沈旦被捕快推着往前走。
消息传得比沈旦走得快多了。
沈旦还没走进县衙,他被捕的消息就已经传到了第五君的耳朵里。
第五君一惊,快速把手下病号料理完,抱歉地对排队的病人说:“不好意思诸位,我有急事要出去一趟,尽快回来。”
他让小秀才看好家,尤其不能让人进客房,接着就跑了出去。
但第五君不知道,他以为力所能及在帮助的穷苦人并不都是好人,他们当中有相当一部分是抱着占便宜的心态来的,如果有更大的利益在眼前,他们心头的感恩会立刻一扫而空。
第五君出门还不到一刻钟,医馆里的病号就开始不安分地走动起来,东瞅瞅西看看,到处伸手乱碰。不光要拉开抽屉看里面的东西,还要倒一点尝尝第五君杯子里的茶,更有没规矩的人连放在篮子里的银针都要上手摸。

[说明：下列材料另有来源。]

PR #298, opened 2015-05-15
Tooltip for mark as read

### LINKED ISSUE #280: Tooltip for "Mark as Read"

swglad:
Resolves #280.

### DIFF
--- a/sourcemash/frontend/static/js/views/items_view.js
+++ b/sourcemash/frontend/static/js/views/items_view.js
@@ -28,6 +28,7 @@ Sourcemash.Views.ItemsView = Backbone.View.extend({
 
         // Render parent view
         this.$el.html(this.template({ model: this.model, items: this.collection.models }));
+        this.$('.tooltipped').tooltip({delay: 50});
 
         // Render subscribe modal view
         this.subscribeModalView = new Sourcemash.Views.SubscribeModalView({ collection: this.collection });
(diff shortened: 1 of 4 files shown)


sourcemash/frontend/static/js/views/items_view.js
```diff
@@ -28,6 +28,7 @@ Sourcemash.Views.ItemsView = Backbone.View.extend({
 
         // Render parent view
         this.$el.html(this.template({ model: this.model, items: this.collection.models }));
+        this.$('.tooltipped').tooltip({delay: 50});
```
alexgerstein: We shouldn't need this line, because as the Materialize docs explain: "Tooltips are initialized automatically"

sourcemash/frontend/templates/category.tpl
```diff
@@ -2,7 +2,7 @@
   <div class="row valign-wrapper">
       <h2 class="col s11"><%= model.get('name') %></h2>
 
-      <span title="Mark as Read" class="mark-all-read col s1"><i class="medium mdi-action-done-all"></i></span>
+      <span title="Mark as Read" class="mark-all-read col s1"><i class="medium mdi-action-done-all tooltipped" data-position="bottom" data-tooltip="Mark All as Read"></i></span>
```
alexgerstein: All uppercased on Mark All As Read? Your call.

swglad: I looked at it both ways but wasn’t too committed to either.

sourcemash/frontend/static/js/views/items_view.js
swglad: Not true based on testing just now.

小秀才搬了个小板凳堵在客房门口坐着,大声阻止了好几回,但第五君一走,这些人就不把小孩当回事了。
小秀才非常生气,但她现在屁股不敢离开板凳,生怕她一挪窝就有人要进客房看。
已经有人去后厨走了一圈回来了,手里拿着一只酱猪蹄在啃,还豪无羞耻之心地朝小秀才咧嘴笑,说:“小闺女,你哥哥一个月能赚多少钱啊?”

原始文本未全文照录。